── Records provided ──

PR #457, opened 2021-02-10
Handle verbosity settings internally

skitt:
Instead of relying on a shell script to handle verbosity settings from
environment variables, handle them in the agent itself; this allows
the container image to be reduced to the binary only.


pkg/agent/main.go
```diff
@@ -40,6 +42,17 @@ var (
 func main() {
 	agentSpec := controller.AgentSpecification{}
 
+	// Handle environment variables:
+	// LIGHTHOUSE_VERBOSITY determines the verbosity level
+	// LIGHTHOUSE_DEBUG, if set to true, sets the verbosity level to 3
+	if debug := os.Getenv("LIGHTHOUSE_DEBUG"); debug != "" {
+		os.Args = append(os.Args, "-v=3")
+	} else if verbosity := os.Getenv("LIGHTHOUSE_VERBOSITY"); verbosity != "" {
```
vthapar: Can we just go with "SUBMARINER_" like with metrics? I think we have a SUBMARINER_DEBUG flag in our CRD, so we'll be able to reuse that, right?

skitt: Done. CRD handling has to be done in the operator, but at least if the variables are the same everywhere, it will be easier to understand!

tpantelis (approved):

mkolesnik (approved):
LGTM

mangelajo (approved):
awesome!! :) I love scratch images

PR #200, opened 2015-10-27
watchdog: Added watchdog deamon version 5.14

sknsean:
Recipe and patches is derived from openembedded

Signed-off-by: Sean Nyekjaer <sean@nyekjaer.dk>

### DIFF
--- a/recipes/watchdog/files/fix-ping-failure.patch
+++ b/recipes/watchdog/files/fix-ping-failure.patch
@@ -1,0 +1,79 @@
+Fix ping mode failure
+
+Upstream-Status: Pending  
+
+When watchdog works on ping mode, the system will be rebooted since
+watchdog can not receive the expected ECOREPLY on a setting interval.
+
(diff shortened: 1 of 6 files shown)


recipes/watchdog/files/watchdog-conf.patch
```diff
@@ -0,0 +1,11 @@
...
++++ watchdog-5.13/watchdog.conf	2014-11-13 10:59:43.233943000 +0100
+@@ -20,7 +20,7 @@
+ #test-binary		= 
+ #test-timeout		= 
+ 
+-#watchdog-device	= /dev/watchdog
++watchdog-device	= /dev/watchdog
+ 
+ # Defaults compiled into the binary
+ #temperature-device	=
```
kimrhh: config package instead?

sknsean: good idea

───

• Task to complete
Return all of the data word for word.

• Response to this task
PR #457, opened 2021-02-10
Handle verbosity settings internally

skitt:
Instead of relying on a shell script to handle verbosity settings from
environment variables, handle them in the agent itself; this allows
the container image to be reduced to the binary only.


pkg/agent/main.go
```diff
@@ -40,6 +42,17 @@ var (
 func main() {
 	agentSpec := controller.AgentSpecification{}
 
+	// Handle environment variables:
+	// LIGHTHOUSE_VERBOSITY determines the verbosity level
+	// LIGHTHOUSE_DEBUG, if set to true, sets the verbosity level to 3
+	if debug := os.Getenv("LIGHTHOUSE_DEBUG"); debug != "" {
+		os.Args = append(os.Args, "-v=3")
+	} else if verbosity := os.Getenv("LIGHTHOUSE_VERBOSITY"); verbosity != "" {
```
vthapar: Can we just go with "SUBMARINER_" like with metrics? I think we have a SUBMARINER_DEBUG flag in our CRD, so we'll be able to reuse that, right?

skitt: Done. CRD handling has to be done in the operator, but at least if the variables are the same everywhere, it will be easier to understand!

tpantelis (approved):

mkolesnik (approved):
LGTM

mangelajo (approved):
awesome!! :) I love scratch images

PR #200, opened 2015-10-27
watchdog: Added watchdog deamon version 5.14

sknsean:
Recipe and patches is derived from openembedded

Signed-off-by: Sean Nyekjaer <sean@nyekjaer.dk>

### DIFF
--- a/recipes/watchdog/files/fix-ping-failure.patch
+++ b/recipes/watchdog/files/fix-ping-failure.patch
@@ -1,0 +1,79 @@
+Fix ping mode failure
+
+Upstream-Status: Pending  
+
+When watchdog works on ping mode, the system will be rebooted since
+watchdog can not receive the expected ECOREPLY on a setting interval.
+
(diff shortened: 1 of 6 files shown)


recipes/watchdog/files/watchdog-conf.patch
```diff
@@ -0,0 +1,11 @@
...
++++ watchdog-5.13/watchdog.conf	2014-11-13 10:59:43.233943000 +0100
+@@ -20,7 +20,7 @@
+ #test-binary		= 
+ #test-timeout		= 
+ 
+-#watchdog-device	= /dev/watchdog
++watchdog-device	= /dev/watchdog
+ 
+ # Defaults compiled into the binary
+ #temperature-device	=
```
kimrhh: config package instead?

sknsean: good idea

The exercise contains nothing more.